§ Exercise:
Supply the number of lines below containing "return", nothing else.

::::::::::

Issue #619, opened 2017-06-06
Add ADR support for other bands than just EU


htdvisser:
We currently have ADR support for the EU region, but it shouldn't be too hard to implement this for the other (US, AU, AS, KR) regions as well. @gomezjdaniel: please work with @tftelkamp to implement this. Shouldn't be too complicated, maybe even as simple as copy-pasting the EU settings (https://github.com/TheThingsNetwork/ttn/blob/develop/core/band/band.go#L90) and adapting them for the other regions.

hoonppark:
To add ADR support for the Korean region,  I'd like to suggest the following line to be inserted at line 149 of 'band.go' file:
https://github.com/TheThingsNetwork/ttn/blob/develop/core/band/band.go#L149 :

Line # 149: frequencyPlan.ADR = &ADRConfig{MinDataRate: 0, MaxDataRate: 5, MinTXPower: 2, MaxTXPower: 14}

The above line is just a copy of the line # 90 (for EU ADR).

I want someone to verify if the above line has correct parameters for the Korean region ADR.  Please verify the parameters with the LoRaWAN regional spec summary for Korea listed below.

According to the LoRaWAN Spec 1.0.2 Page 40, Data Rates and TXPower for Korea (KR Data Rates and KR TXPower) are as follows:

(1) KR Data Rates -- (from LoRaWAN Spec 1.0.2 Page 40)
----------------------------------------------------------------
Data Rate	           Spreading Factor, Bandwidth
----------------------------------------------------------------
DR0 (   250 bps)	- SF12  BW125 KHz  
DR1 (   440 bps)	- SF11   BW125 KHz
DR2 (   980 bps)	- SF10   BW125 kHz
DR3 (  1760 bps)	- SF9   BW125 KHz
DR4 (  3125 bps)	- SF8   BW125 KHz

DR5 (  5470 bps)	- SF7   BW125 KHz
DR6 ~ 15  : RFU (Reserved for Future Use)
----------------------------------------------------------------


(2) KR TXPower -- (from LoRaWAN Spec 1.0.2 Page 40)
---------------------------------------------------------------
TX0 	  : 20 dbm if supported  (30 dbm = 100 mW)
TX1 	  : 14 dbm (25   mW)
TX2 	  : 10 dbm (10   mW)
TX3 	  :  8 dbm (  6   mW)
TX4 	  :  5 dbm (  3.2 mW)
TX5 	  :  2 dbm (  1.6 mW)
[...]

PR #674, opened 2017-08-27
Add support for ADR on US_902_928 band

mgranberry:
This pull request adds support for ADR on the US 902-928 band.  The power limits are capped at 20dBm, although the 500kHz channels appear to allow 26dBm.

Related to https://github.com/TheThingsNetwork/ttn/issues/619

### DIFF
--- a/core/band/band.go
+++ b/core/band/band.go
@@ -87,21 +87,16 @@ func Get(region string) (frequencyPlan FrequencyPlan, err error) {
 		}
 		frequencyPlan.DownlinkChannels = frequencyPlan.UplinkChannels
 		frequencyPlan.CFList = &lorawan.CFList{867100000, 867300000, 867500000, 867700000, 867900000}
-		frequencyPlan.ADR = &ADRConfig{MinDataRate: 0, MaxDataRate: 5, MinTXPower: 2, MaxTXPower: 14}
+		frequencyPlan.ADR = &ADRConfig{MinDataRate: 0, MaxDataRate: 5, MinTXPower: 2, MaxTXPower: 14, StepTXPower: 3}
 	case pb_lorawan.FrequencyPlan_US_902_928.String():
 		frequencyPlan.Band, err = lora.GetConfig(lora.US_902_928, false, lorawan.DwellTime400ms)
-		channelGroups := [](int){1} // Enable 903.9-905.3/200 kHz, 904.6 mHz channels
+		fsb := 1 // Enable 903.9-905.3/200 kHz, 904.6 mHz channels
 		for channel := 0; channel < 72; channel++ {
-			for _, channelGroup := range channelGroups {
-				if (channel < channelGroup*8 || channel >= (channelGroup+1)*8) && channel != channelGroup+64 {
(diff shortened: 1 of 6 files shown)


core/networkserver/adr.go
```diff
@@ -168,36 +169,102 @@ func (n *networkServer) handleDownlinkADR(message *pb_broker.DownlinkMessage, de
...
+			sort.Ints(channels)
+
+			chMaskCntl := -1
+			for _, c := range channels {
+				// use the ChMask of the first LinkADRReqPayload, besides
+				// turning off all 125 kHz this payload contains the ChMask
+				// for the last block of channels.
+				if c >= 64 {
+					payloads[0].ChMask[c%16] = true
+					println("Ch", c, true)
```
htdvisser: Don't `println`

core/networkserver/adr.go
```diff
@@ -168,36 +169,102 @@ func (n *networkServer) handleDownlinkADR(message *pb_broker.DownlinkMessage, de
...
+							ChMaskCntl: uint8(chMaskCntl),
+							NbRep: uint8(dev.ADR.NbTrans),
+						},
+					}
+
+					// set the channel mask for this block
+					for _, ec := range channels {
+						if ec >= chMaskCntl*16 && ec < (chMaskCntl+1)*16 {
+							pl.ChMask[ec%16] = true
+							println("Ch", c, true)
```
htdvisser: Don't `println`

core/band/band.go
```diff
@@ -90,6 +90,18 @@ func Get(region string) (frequencyPlan FrequencyPlan, err error) {
...
 		frequencyPlan.Band, err = lora.GetConfig(lora.US_902_928, false, lorawan.DwellTime400ms)
+		channelGroups := [](int){1} // Enable 903.9-905.3/200 kHz, 904.6 mHz channels
+		for channel := 0; channel < 72; channel++ {
+			for _, channelGroup := range channelGroups {
+				if (channel < channelGroup * 8 || channel >= (channelGroup + 1) * 8) && channel != channelGroup + 64 {
+					frequencyPlan.DisableUplinkChannel(channel)
+				}
+			}
+		}
+		// Is there a reason MaxDataRate shouldn't be 4?  I suppose if it was, the number of channels occupied would be
```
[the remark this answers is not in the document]
mgranberry: I dug into this a little more.  It looks like it only works as long as everything is ca. 3dB.  The noise floor increases are ~2.5 dB for each SF level and the EU power steps are 3dB.  The 3.5dB difference between SF7BW125 and SF8BW500 is great enough that I'm happy leaving it out, although it seems like it's probably worth experimenting with including the faster rates.

mgranberry:
@htdvisser This latest change adds support for the 2 dB TX power steps that are used in the US band after I identified an issue with some additional tests.  I believe I have now addressed all of the previous comments.

htdvisser:
@mgranberry: I couldn't push to your branch, so we'll continue with this in [feature/us-adr](https://github.com/TheThingsNetwork/ttn/tree/feature/us-adr)

PR #680, opened 2017-10-10
Add encrypted and fine timestamp to MQTT metadata

htdvisser:
Needed for localization


core/types/gateway_metadata.go
```diff
@@ -5,14 +5,16 @@ package types
 
 // GatewayMetadata contains metadata for each gateway that received a message
 type GatewayMetadata struct {
```
gomezjdaniel: What about the Frequency Offset and the other RSSI's?

htdvisser: According to our contact at Semtech those fields are not needed at this point.

PR #683, opened 2017-11-08
Mask sensitive information in error messages

johanstokking:
- Masking an app ID if the claims do not contain access to the app ID
- Masking an underlying error from the Account Server

### DIFF
--- a/core/handler/manager_server.go
+++ b/core/handler/manager_server.go
@@ -37,6 +37,9 @@ type handlerManager struct {
 }
 
 func checkAppRights(claims *claims.Claims, appID string, right types.Right) error {
+	if !claims.AppAccess(appID) {
+		return errors.NewErrPermissionDenied("No access to Application")
+	}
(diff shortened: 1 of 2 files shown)


core/handler/manager_server.go
```diff
@@ -55,7 +58,8 @@ func (h *handlerManager) validateTTNAuthAppContext(ctx context.Context, appID st
 		}
 		token, err := h.handler.Component.ExchangeAppKeyForToken(appID, key)
 		if err != nil {
-			return ctx, nil, err
+			h.handler.Ctx.WithError(err).Warn("Could not exchange key for token")
+			return ctx, nil, errors.NewErrPermissionDenied("Could not exchange key for token")
```
htdvisser: I think we should do this in the `ExchangeAppKeyForToken` func, as this error may either be caused by misconfiguration of the handler, or by an invalid access key. The first should be an InternalServerError, the second indeed a PermissionDenied

PR #691, opened 2017-12-22
Fatal error when a networkserver token can't be read

### LINKED ISSUE #690: Improper logging when the Broker NS token is invalid
When a broker's NS token is invalid, rather than the component failing immediately, every request fails with a `Warn`:

```
broker_1         | 2017-12-18T22:36:22.572402949Z   WARN Could not handle uplink                  ADR=false ADRAckReq=false Ack=false AppPayloadSize=6 Confirmed=false DevAddr=46000607 DownlinkOptions=2 Duplicates=1 FCnt=1698 FPending=false FPort=2 PayloadSize=19 error=NetworkServer did not return devices: Unable to verify JWT: illegal base64 data at input byte 81 source=Wrap: /go/src/github.com/TheThingsNetwork/ttn/utils/errors/errors.go:222
```

The broker should fail immediately at startup, such as by a pre-reading of the JWT, like it does with the discovery server token.

dotpy3:
Resolves #690.

### DIFF
--- a/cmd/broker.go
+++ b/cmd/broker.go
@@ -17,6 +17,7 @@ import (
 	ttnlog "github.com/TheThingsNetwork/go-utils/log"
 	"github.com/TheThingsNetwork/ttn/core/broker"
 	"github.com/TheThingsNetwork/ttn/core/component"
+	"github.com/dgrijalva/jwt-go"
 	"github.com/spf13/cobra"
 	"github.com/spf13/viper"
 )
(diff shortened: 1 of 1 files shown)


htdvisser:
Merged in 33b404aff30fcfeba8a9c940d81139bb3e4532db

orybarfly:
Hi htdvisser,
I am trying to setup a private routing environment and I cannot proceed beyond the point when I have to register the prefix for the private networks. I am getting the message that the  "Auth server mynetwork-networkserver not registered".
I cannot figure out what have I done wrong during the previous lines of the setup, I've taken them one by one. The only point where I am in doubt is at the networkserver-token field of the ./broker/ttn.yml, I do not understand which token should I paste in the field. I have copied the same token as the one that I've entered in the auth-token field, I don't know if that is the reason that I cannot register the prefix.
Thank you in advance

johanstokking:
@orybarfly please consult Slack #support channel or the forum.

PR #699, opened 2018-03-03
Updated MQTT instructions as it uses Let's Encrypt since August 2017

avbentem:
Reference: https://www.thethingsnetwork.org/forum/t/secure-mqtt-apis-now-using-lets-encrypt-certificates/8774


johanstokking:
@avbentem thanks. Can you rebase?

avbentem:
Done.

PR #705, opened 2018-04-04
Removed ":1883" from mosquitto_sub examples

hraftery:
mosquitto_sub uses the `-p` flag to specify the port, or 1883 by default. Specifying it as part of the host name results in "Unable to connect (Lookup error.)".


johanstokking:
Thanks!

::::::::::

§ Answer box:
4